[Problem details] Return all entries below exactly. Skip nothing.

(Stored data entries)

_ _ _ _ _

PR #3859, opened 2021-09-03
Use a macro for where subquery in tests

### LINKED ISSUE #3857: 0.20.1 tests `where` config does not support models with periods in the name
### Describe the bug

I'm trying to execute in BigQuery a `not_null` test on a model that includes a period in its name. Here is the relevant part of the `schema.yml`:
```
models:
  - name: staging.my_table_name
    columns:
      - name: reset_length
        tests:
          - not_null:
              where: "reset_unit != 'LIFETIME'"
```
The generated SQL for the test uses the model name as the alias, unquoted, which is not valid BigQuery SQL:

_ _ _ _ _

[Result below]
PR #3859, opened 2021-09-03
Use a macro for where subquery in tests

### LINKED ISSUE #3857: 0.20.1 tests `where` config does not support models with periods in the name
### Describe the bug

I'm trying to execute in BigQuery a `not_null` test on a model that includes a period in its name. Here is the relevant part of the `schema.yml`:
```
models:
  - name: staging.my_table_name
    columns:
      - name: reset_length
        tests:
          - not_null:
              where: "reset_unit != 'LIFETIME'"
```
The generated SQL for the test uses the model name as the alias, unquoted, which is not valid BigQuery SQL:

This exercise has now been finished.